- [Work task]: A word-for-word repeat of the records below is what this calls for.
══ Data to use ══
Issue #312, opened 2026-07-19
CommonCLI: unbounded strcpy of command text into tmp[132] (set radio / tempradio / sensor set)


Strycher:
**Context:** found by the Gemini review during #299 (CLI token matching). Pre-existing — not introduced by that change, and out of its scope, so filing separately.

**Cause:** `CommonCLI` copies attacker-influenced command text into a fixed member buffer with an unbounded `strcpy`. The destination is

```c
char tmp[PRV_KEY_SIZE*2 + 4];   // src/helpers/CommonCLI.h:128  -> 64*2+4 = 132 bytes
```

sized for the `prv.key` hex dump, not for command text. Three call sites copy into it without a length check:

| Site | Command |
|---|---|
| `src/helpers/CommonCLI.cpp:374` | `strcpy(tmp, &command[10]);` — `tempradio ` |
| `src/helpers/CommonCLI.cpp:417` | `strcpy(tmp, &command[11]);` — `sensor set ` |
| `src/helpers/CommonCLI.cpp:802` | `strcpy(tmp, &config[6]);` — `set radio ` |

**Reachability:** the remote-admin path passes a pointer directly into the decrypted packet payload —

```c
uint8_t temp[166];
char *command = (char *)&data[5];   // examples/simple_repeater/MyMesh.cpp:721
```

so `command` can carry on the order of ~179 bytes. A command such as `set radio ` followed by >131 characters overruns `tmp` and corrupts whatever `CommonCLI` members follow it. Reachable **over the air**, though it requires an authenticated admin client (the command path sits behind client login), and locally over serial. Room server and sensor roles route through the same `_cli.handleCommand`.

Not remote-unauthenticated, so this is not a drop-everything issue — but it is memory corruption from a network-supplied string, and the 132-byte bound is incidental rather than intentional.

**Ask:**
1. Bound all three copies to `sizeof(tmp)` (`StrHelper::strncpy` or `snprintf`) and reject over-length input with an explicit error rather than truncating silently — truncation would resurrect the same class of silent-accept bug #299 just fixed.
2. Audit `CommonCLI` for other unbounded copies out of `command` / `config`, and for any other buffer sized for one purpose but reused for command text.
3. Consider a host-side test in the `native` env feeding an over-length command through the dispatcher, which would pin this and #299 together.

[...]

PR #330, opened 2026-07-20
fix(#299): whole-token match for CLI get keys + reject extra set radio params

### LINKED ISSUE #299: CommonCLI 'get' prefix-matching accepts garbage suffixes (get radio foobar returns radio settings)
**Context:** confirmed locally while triaging upstream [meshcore-dev/MeshCore#2732](https://github.com/meshcore-dev/MeshCore/issues/2732) (same defect reported there against 1.15/1.16; inherited with the 1.16 base).

**Cause:** the `get` handler chain matches bare `memcmp` prefixes with no end-of-token check — e.g. `src/helpers/CommonCLI.cpp:1038` matches `radio`, so `get radio foobar` (or any garbage suffix) silently returns the radio settings instead of an unknown-command error. Same pattern applies to sibling `get` keys (`lat`/`lon`/etc. — audit the chain while in there). Upstream repro: user typed `get radio.fem.rxgain` (a command that does not exist in mainline) and got the radio settings back, concluding the knob was broken.

**Ask:** after each prefix match, require the next char to be `\0` or a space (or switch the chain to exact-token compare), and return the standard unknown-command error otherwise. Cosmetic severity, but it actively misleads users typing commands from other forks/versions — exactly what happened in the upstream thread. Host-side unit test on the `get` dispatcher would pin it.

Strycher:
Fixes #299.

## The first pass did not fix the reported bug

Worth stating plainly, because the issue's own suggested remedy is the broken one. #299 asks to *"require the next char to be `\0` or a space."* That was implemented first, and `get radio foobar` **still** returned the radio settings — the space clause is the hole.

The correct rule is **whole-token**: every key in `handleGetCmd` is valueless (each just prints a pref), so a trailing term is always a user error. `isKey()` now requires the key to consume the entire remaining token, tolerating only trailing whitespace.

That is the case that misled the upstream reporter in meshcore-dev/MeshCore#2732, who typed the non-existent `get radio.fem.rxgain`, got the radio settings back, and concluded the knob was broken.

## Same silent-accept on the set side

`Utils::parseTextParts` discards anything past `max_num` without comment, so

```
set radio 910.525,62.5,7,5,foobar
```

applied the first four values and dropped `foobar` silently. It now parses one extra part and reports "too many params", checked before the range validation so the error is accurate rather than confusing.

The rest of the `set` chain is deliberately left on `memcmp` — each `set` key embeds a trailing space (`"name "`, `"af "`) so it is already self-delimiting, and the chain has a proper `"unknown config: "` fallthrough. Blanket-rejecting extra tokens there would break setters that legitimately take spaces, e.g. `set name My Node`.

## Verification

Built on `Heltec_v3_repeater` and `Heltec_v3_companion_radio_ble`.

Gemini review confirmed the whole-token rule, the `num > 4` placement, no behaviour change for valid 4-part input, and no regression for `get radio\r` (which failed before this change too). It flagged `strcpy(reply, "Error, ...")` as an overflow — false positive, `reply` is 161 bytes and the literal is 47. It also flagged the pre-existing `strcpy(tmp, &config[6])`, which **is** a real latent overflow (`tmp` is 132 bytes, a mesh-payload command can be ~179) — filed separately as #312, not fixed here.

### DIFF
--- a/src/helpers/CommonCLI.cpp
+++ b/src/helpers/CommonCLI.cpp
@@ -995,64 +995,75 @@ void CommonCLI::handleSetCmd(uint32_t sender_timestamp, char* command, char* rep
   }
 }
 
+// #299: exact-token match for CLI 'get' keys. The bare memcmp prefix compares that
+// gated this chain let any garbage suffix through -- 'get radio foobar' matched the
+// "radio" prefix and silently returned the radio settings instead of the standard
+// unknown-command error (it also let a longer key be shadowed by a shorter sibling).
+// Require the key to be followed by end-of-string or a space. strncmp (not memcmp)
+// so a config shorter than the key cannot read past its NUL terminator.
+static bool isKey(const char* config, const char* key) {
+  size_t n = strlen(key);
+  return strncmp(config, key, n) == 0 && (config[n] == 0 || config[n] == ' ');
+}
+
 void CommonCLI::handleGetCmd(uint32_t sender_timestamp, char* command, char* reply) {
   const char* config = &command[4];
-  if (memcmp(config, "dutycycle", 9) == 0) {
+  if (isKey(config, "dutycycle")) {
     float dc = 100.0f / (_prefs->airtime_factor + 1.0f);
     int dc_int = (int)dc;
     int dc_frac = (int)((dc - dc_int) * 10.0f + 0.5f);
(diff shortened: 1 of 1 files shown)


Strycher:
═══
- [Solved exercise]:
Issue #312, opened 2026-07-19
CommonCLI: unbounded strcpy of command text into tmp[132] (set radio / tempradio / sensor set)


Strycher:
**Context:** found by the Gemini review during #299 (CLI token matching). Pre-existing — not introduced by that change, and out of its scope, so filing separately.

**Cause:** `CommonCLI` copies attacker-influenced command text into a fixed member buffer with an unbounded `strcpy`. The destination is

```c
char tmp[PRV_KEY_SIZE*2 + 4];   // src/helpers/CommonCLI.h:128  -> 64*2+4 = 132 bytes
```

sized for the `prv.key` hex dump, not for command text. Three call sites copy into it without a length check:

| Site | Command |
|---|---|
| `src/helpers/CommonCLI.cpp:374` | `strcpy(tmp, &command[10]);` — `tempradio ` |
| `src/helpers/CommonCLI.cpp:417` | `strcpy(tmp, &command[11]);` — `sensor set ` |
| `src/helpers/CommonCLI.cpp:802` | `strcpy(tmp, &config[6]);` — `set radio ` |

**Reachability:** the remote-admin path passes a pointer directly into the decrypted packet payload —

```c
uint8_t temp[166];
char *command = (char *)&data[5];   // examples/simple_repeater/MyMesh.cpp:721
```

so `command` can carry on the order of ~179 bytes. A command such as `set radio ` followed by >131 characters overruns `tmp` and corrupts whatever `CommonCLI` members follow it. Reachable **over the air**, though it requires an authenticated admin client (the command path sits behind client login), and locally over serial. Room server and sensor roles route through the same `_cli.handleCommand`.

Not remote-unauthenticated, so this is not a drop-everything issue — but it is memory corruption from a network-supplied string, and the 132-byte bound is incidental rather than intentional.

**Ask:**
1. Bound all three copies to `sizeof(tmp)` (`StrHelper::strncpy` or `snprintf`) and reject over-length input with an explicit error rather than truncating silently — truncation would resurrect the same class of silent-accept bug #299 just fixed.
2. Audit `CommonCLI` for other unbounded copies out of `command` / `config`, and for any other buffer sized for one purpose but reused for command text.
3. Consider a host-side test in the `native` env feeding an over-length command through the dispatcher, which would pin this and #299 together.

[...]

PR #330, opened 2026-07-20
fix(#299): whole-token match for CLI get keys + reject extra set radio params

### LINKED ISSUE #299: CommonCLI 'get' prefix-matching accepts garbage suffixes (get radio foobar returns radio settings)
**Context:** confirmed locally while triaging upstream [meshcore-dev/MeshCore#2732](https://github.com/meshcore-dev/MeshCore/issues/2732) (same defect reported there against 1.15/1.16; inherited with the 1.16 base).

**Cause:** the `get` handler chain matches bare `memcmp` prefixes with no end-of-token check — e.g. `src/helpers/CommonCLI.cpp:1038` matches `radio`, so `get radio foobar` (or any garbage suffix) silently returns the radio settings instead of an unknown-command error. Same pattern applies to sibling `get` keys (`lat`/`lon`/etc. — audit the chain while in there). Upstream repro: user typed `get radio.fem.rxgain` (a command that does not exist in mainline) and got the radio settings back, concluding the knob was broken.

**Ask:** after each prefix match, require the next char to be `\0` or a space (or switch the chain to exact-token compare), and return the standard unknown-command error otherwise. Cosmetic severity, but it actively misleads users typing commands from other forks/versions — exactly what happened in the upstream thread. Host-side unit test on the `get` dispatcher would pin it.

Strycher:
Fixes #299.

## The first pass did not fix the reported bug

Worth stating plainly, because the issue's own suggested remedy is the broken one. #299 asks to *"require the next char to be `\0` or a space."* That was implemented first, and `get radio foobar` **still** returned the radio settings — the space clause is the hole.

The correct rule is **whole-token**: every key in `handleGetCmd` is valueless (each just prints a pref), so a trailing term is always a user error. `isKey()` now requires the key to consume the entire remaining token, tolerating only trailing whitespace.

That is the case that misled the upstream reporter in meshcore-dev/MeshCore#2732, who typed the non-existent `get radio.fem.rxgain`, got the radio settings back, and concluded the knob was broken.

## Same silent-accept on the set side

`Utils::parseTextParts` discards anything past `max_num` without comment, so

```
set radio 910.525,62.5,7,5,foobar
```

applied the first four values and dropped `foobar` silently. It now parses one extra part and reports "too many params", checked before the range validation so the error is accurate rather than confusing.

The rest of the `set` chain is deliberately left on `memcmp` — each `set` key embeds a trailing space (`"name "`, `"af "`) so it is already self-delimiting, and the chain has a proper `"unknown config: "` fallthrough. Blanket-rejecting extra tokens there would break setters that legitimately take spaces, e.g. `set name My Node`.

## Verification

Built on `Heltec_v3_repeater` and `Heltec_v3_companion_radio_ble`.

Gemini review confirmed the whole-token rule, the `num > 4` placement, no behaviour change for valid 4-part input, and no regression for `get radio\r` (which failed before this change too). It flagged `strcpy(reply, "Error, ...")` as an overflow — false positive, `reply` is 161 bytes and the literal is 47. It also flagged the pre-existing `strcpy(tmp, &config[6])`, which **is** a real latent overflow (`tmp` is 132 bytes, a mesh-payload command can be ~179) — filed separately as #312, not fixed here.

### DIFF
--- a/src/helpers/CommonCLI.cpp
+++ b/src/helpers/CommonCLI.cpp
@@ -995,64 +995,75 @@ void CommonCLI::handleSetCmd(uint32_t sender_timestamp, char* command, char* rep
   }
 }
 
+// #299: exact-token match for CLI 'get' keys. The bare memcmp prefix compares that
+// gated this chain let any garbage suffix through -- 'get radio foobar' matched the
+// "radio" prefix and silently returned the radio settings instead of the standard
+// unknown-command error (it also let a longer key be shadowed by a shorter sibling).
+// Require the key to be followed by end-of-string or a space. strncmp (not memcmp)
+// so a config shorter than the key cannot read past its NUL terminator.
+static bool isKey(const char* config, const char* key) {
+  size_t n = strlen(key);
+  return strncmp(config, key, n) == 0 && (config[n] == 0 || config[n] == ' ');
+}
+
 void CommonCLI::handleGetCmd(uint32_t sender_timestamp, char* command, char* reply) {
   const char* config = &command[4];
-  if (memcmp(config, "dutycycle", 9) == 0) {
+  if (isKey(config, "dutycycle")) {
     float dc = 100.0f / (_prefs->airtime_factor + 1.0f);
     int dc_int = (int)dc;
     int dc_frac = (int)((dc - dc_int) * 10.0f + 0.5f);
(diff shortened: 1 of 1 files shown)


Strycher:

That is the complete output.